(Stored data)

[Start of Attachment]

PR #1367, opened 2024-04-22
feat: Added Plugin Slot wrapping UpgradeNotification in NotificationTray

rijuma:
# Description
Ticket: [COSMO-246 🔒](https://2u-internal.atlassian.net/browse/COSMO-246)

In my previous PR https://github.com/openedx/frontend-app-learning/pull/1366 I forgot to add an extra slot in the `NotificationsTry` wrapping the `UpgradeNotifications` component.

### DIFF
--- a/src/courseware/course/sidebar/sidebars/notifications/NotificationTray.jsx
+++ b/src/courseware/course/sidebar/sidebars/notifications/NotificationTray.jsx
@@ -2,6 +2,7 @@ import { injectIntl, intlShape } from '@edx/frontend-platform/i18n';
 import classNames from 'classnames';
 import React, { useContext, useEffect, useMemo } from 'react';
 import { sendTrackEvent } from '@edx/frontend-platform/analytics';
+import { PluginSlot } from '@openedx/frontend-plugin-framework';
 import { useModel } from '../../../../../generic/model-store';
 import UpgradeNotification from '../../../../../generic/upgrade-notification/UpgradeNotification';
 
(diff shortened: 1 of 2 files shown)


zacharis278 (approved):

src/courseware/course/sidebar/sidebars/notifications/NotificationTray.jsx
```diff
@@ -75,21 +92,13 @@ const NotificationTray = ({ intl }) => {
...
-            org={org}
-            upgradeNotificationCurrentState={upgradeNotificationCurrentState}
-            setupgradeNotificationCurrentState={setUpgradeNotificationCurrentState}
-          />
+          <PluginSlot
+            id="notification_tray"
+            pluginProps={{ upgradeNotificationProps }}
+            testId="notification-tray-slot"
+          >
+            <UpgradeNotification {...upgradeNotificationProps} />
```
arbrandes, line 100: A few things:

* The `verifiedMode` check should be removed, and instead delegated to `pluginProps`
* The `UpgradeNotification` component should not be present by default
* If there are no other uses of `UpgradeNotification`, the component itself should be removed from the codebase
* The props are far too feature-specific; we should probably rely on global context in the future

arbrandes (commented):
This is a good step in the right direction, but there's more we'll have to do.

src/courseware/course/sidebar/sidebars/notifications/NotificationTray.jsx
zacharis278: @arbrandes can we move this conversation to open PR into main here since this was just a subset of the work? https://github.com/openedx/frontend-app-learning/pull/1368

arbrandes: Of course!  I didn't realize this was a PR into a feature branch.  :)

[End of Attachment]
[Start of Attachment]

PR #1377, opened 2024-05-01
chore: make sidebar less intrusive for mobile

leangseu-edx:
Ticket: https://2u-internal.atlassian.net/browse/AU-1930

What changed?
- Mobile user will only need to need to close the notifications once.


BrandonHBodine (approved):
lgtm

[End of Attachment]

§ **What you are asked to do**: Your answer should be every line above that contains the word "openedx".

§ **Completed exercise**:
In my previous PR https://github.com/openedx/frontend-app-learning/pull/1366 I forgot to add an extra slot in the `NotificationsTry` wrapping the `UpgradeNotifications` component.
+import { PluginSlot } from '@openedx/frontend-plugin-framework';
zacharis278: @arbrandes can we move this conversation to open PR into main here since this was just a subset of the work? https://github.com/openedx/frontend-app-learning/pull/1368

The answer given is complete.